▶ Exercise: From the data below, return all lines holding the string "relating".

▶ Input:
PR #846, opened 2019-12-23
[2712] Update DfE Signin URL's

dankmitchell:
### Context
DfE Sign-in URL's

Update "profile" and "search" URL's to use vanity URL.

### Guidance to review
🚢 

### Checklist
- [x] Attach to Trello card
- [x] Rebased master
- [x] Cleaned commit history

### DIFF
--- a/config/settings/development.yml
+++ b/config/settings/development.yml
@@ -1,8 +1,6 @@
 dfe_signin:
-  issuer: https://signin-test-oidc-as.azurewebsites.net
-  profile: https://signin-test-pfl-as.azurewebsites.net
+  secret: please_change_me # Override with SETTINGS__DFE_SIGNIN__SECRET
   base_url: https://localhost:3000
-  user_search_url: https://signin-test-sup-as.azurewebsites.net/users
 manage_backend:
   secret: secret
   base_url: http://localhost:3001
--- a/config/settings.yml
+++ b/config/settings.yml
@@ -4,13 +4,13 @@ dfe_signin:
   # URL that the users are redirected to for signing in
   issuer: https://signin-test-oidc-as.azurewebsites.net
   # URL of the users profile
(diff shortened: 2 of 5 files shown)


dankmitchell:
[[S] Change URLs for DfE Sign-In Test Env](https://trello.com/c/WwOHewpB/2712-s-change-urls-for-dfe-sign-in-test-env)

misaka:
It's weird that `development` and `pentest` provide both `profile` and `user_search_url` urls, but `qa and `test` only provide `profile`. What if we just removed all of them from `development`, `pentest`, `test` and `qa`, and relied on the setting to come from `settings.yml`?

config/settings/development.yml
```diff
@@ -1,8 +1,6 @@
 dfe_signin:
-  issuer: https://signin-test-oidc-as.azurewebsites.net
-  profile: https://signin-test-pfl-as.azurewebsites.net
+  secret: please_change_me # Override with SETTINGS__DFE_SIGNIN__SECRET
```
misaka: As a general pattern, it's best if we use random values for default values that are used for authentication, for security. Even if this isn't a deployed env, there's still risks involved I believe.

```suggestion
  secret: <%= SecureRandom.base64 %> # Override with SETTINGS__DFE_SIGNIN__SECRET
```

dankmitchell: We don’t do that in any other settings file. Consistently wrong is better than inconsistent

dankmitchell: But yes I agree

misaka: We are moving things over slowly. For example https://github.com/DFE-Digital/manage-courses-frontend/blob/2712-update-dsi-urls/config/settings.yml#L18

We can do this as a bigger move if you prefer.

PR #847, opened 2019-12-24
[2677] Add guidance and links for non-admin users requesting PE courses

davidgisbey:
### Context

PE courses should not be able to be created by providers as we need to ensure they have been allocated places.

- If the user is an admin allow PE creation as normal
- If not add guidance linking them to a google form

### Checklist

- [x] Attach to Trello card
- [x] Rebased master
- [x] Cleaned commit history

### DIFF
--- a/app/views/courses/subjects/new.erb
+++ b/app/views/courses/subjects/new.erb
@@ -21,3 +21,12 @@
     <% end %>
   </div>
 </div>
+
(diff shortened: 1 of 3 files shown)


davidgisbey:
[[S] Remove PE from create a course journey for non-admin user](https://trello.com/c/DzJynp7k/2677-s-remove-pe-from-create-a-course-journey-for-non-admin-user)

PR #859, opened 2020-01-08
Update the 'New features' page with the current year

benilovj:


app/views/pages/new_features.html.erb
```diff
@@ -37,7 +37,7 @@
       <li>has an accredited body</li>
     </ul>
 
-    <h3 class="govuk-heading-l">Later in 2019</h3>
+    <h3 class="govuk-heading-l">Later in 2020</h3>
```
misaka: Why not just `Date.today.year`? It feels like cheating, but when would we want this to be last year?

benilovj: How many more years will this feature take??

misaka: Well ...

PR #861, opened 2020-01-09
[2537] Require login on/providers/suggest

gpeng:
## Context

Attempts to visit `/providers/suggest` whilst unauthenticated resulted
in a 500 rather than redirecting to signin.

Require authentication in the controller to remedy this and redirect the
user appropriately.

### Guidance to review

There is a big diff in the spec that has been caused by moving the majority of the existing specs into an 'authenticated' context to allow the new spec to be in an 'unauthenticated' one.  The actual new code is only 48 onwards.

### Checklist

- [x] Attach to Trello card
- [x] Rebased master
- [x] Cleaned commit history

### DIFF
--- a/app/controllers/provider_suggestions_controller.rb
+++ b/app/controllers/provider_suggestions_controller.rb
@@ -1,6 +1,4 @@
 class ProviderSuggestionsController < ApplicationController
-  skip_before_action :authenticate
-
   def suggest
     suggestions = ProviderSuggestion.suggest(params[:query])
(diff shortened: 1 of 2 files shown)


gpeng:
[user needs to login to see https://www.publish-teacher-training-courses.service.gov.uk/providers/suggest](https://trello.com/c/2MW5Brvi/2537-user-needs-to-login-to-see-https-wwwpublish-teacher-training-coursesservicegovuk-providers-suggest)

PR #867, opened 2020-01-13
[2676] Rename Equivalence test to Equivalency test

dankmitchell:
### Context
Content issue

- Rename Equivalence test to Equivalency test

### Guidance to review
🚢 

### Checklist
- [x] Attach to Trello card
- [x] Rebased master
- [x] Cleaned commit history


config/locales/en.yml
```diff
@@ -52,9 +52,9 @@ en:
         help: "You will consider applicants with a pending GCSE. But UCAS will block applications from anyone who needs to take an equivalency test."
         details_label: "Taking the GCSE"
       equivalence_test:
```
defong: are we keeping that as is?

PR #1190, opened 2020-06-16
[3544] Add copy to rollover provider show page.

aliuk2012:
# Context
We added "Courses as accredited body" and "Requests for PE" feature during the last year. We need to tell users that they can still see this feature for either the current or next cycle.

# Changes proposed in this pull request
- Moves rollover content into a new partial
- adds copy relating to being able to view "Courses as accredited body" which is only shown if the provider is an accredited body 
- adds copy relating to being able to view/make request for pe but only for the current cycle
- updates some other copy after a content review.

## Before
image

## After
image

# Checklist

- [x] Attach to Trello card
- [x] Rebased master
- [x] Cleaned commit history
- [ ] Product Review

### DIFF
--- a/app/views/providers/_show_during_rollover.html.erb
+++ b/app/views/providers/_show_during_rollover.html.erb
@@ -10,6 +10,7 @@
   <li>edit locations and vacancies in the current cycle</li>
   <% if @provider.accredited_body? %>
     <li>see which courses you're the accredited body for in the current cycle</li>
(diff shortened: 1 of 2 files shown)


aliuk2012:
[Update content on cycles landing page to include accredited body view](https://trello.com/c/Ij4UC5ci/3544-update-content-on-cycles-landing-page-to-include-accredited-body-view)

PR #1195, opened 2020-06-17
[3563] Use TrainingProvider#show endpoint

asmega:
### Context

- https://trello.com/c/6S5IQpl1/3563-accredited-bodies-cant-see-the-courses-they-accredit
- When viewing a training provider we are using the Provider#show endpoint which is only accessible to users that are associated with the provider via an organisation
- Switch to use a new endpoint that is accessible to users that are part of an accredited body on the provider

- Previously using Provider#show endpoint which was only accessible if
the user was associated to that provider via an organisation
- Given a training provider TrainingProvider#show endpoint is accessible
to users that are part of any accredited body of the training provider
thru the courses they offer

### Guidance to review

- This change depends on https://github.com/DFE-Digital/teacher-training-api/pull/1431
- Login as a user of an accredited body e.g `anonimized-user-8916@example.org`
- Should be able to view accredited bodies
- Should be able to view courses of an accredited body

### Checklist

- [x] Attach to Trello card
- [x] Rebased master
- [x] Cleaned commit history
- [ ] Product Review

### DIFF
--- a/app/controllers/providers/allocations_controller.rb
+++ b/app/controllers/providers/allocations_controller.rb
@@ -8,10 +8,11 @@ module Providers
     PE_SUBJECT_CODE = "C6".freeze
 
     def index
-      @training_providers = @provider.training_providers(
+      @training_providers = TrainingProvider.where(
         recruitment_cycle_year: @recruitment_cycle.year,
-        "filter[subjects]": PE_SUBJECT_CODE,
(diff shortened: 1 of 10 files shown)


asmega:
[Accredited bodies can't see the courses they accredit](https://trello.com/c/6S5IQpl1/3563-accredited-bodies-cant-see-the-courses-they-accredit)

PR #1198, opened 2020-06-18
[Spike] Implementing GOV.UK Components

aliuk2012:
### Context
Used to see how difficult it would be to adopt GOV.UK Components.

Components replaced
- Back links
- Details (2 outstanding, see commit message)
### Checklist

- [ ] Attach to Trello card
- [ ] Rebased master
- [ ] Cleaned commit history
- [ ] Product Review

### DIFF
--- a/Gemfile
+++ b/Gemfile
@@ -16,6 +16,7 @@ gem "webpacker"
 gem "aasm"
 
 # Used to build our forms and style them using govuk-frontend class names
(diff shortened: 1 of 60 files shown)


aliuk2012:
Build is currently failing because we are installing GOV.UK Components straight from Github and the docker image does not have git installed by default. I have asked if the gem could be added to rubygems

▶ Result of this task:
- adds copy relating to being able to view "Courses as accredited body" which is only shown if the provider is an accredited body 
- adds copy relating to being able to view/make request for pe but only for the current cycle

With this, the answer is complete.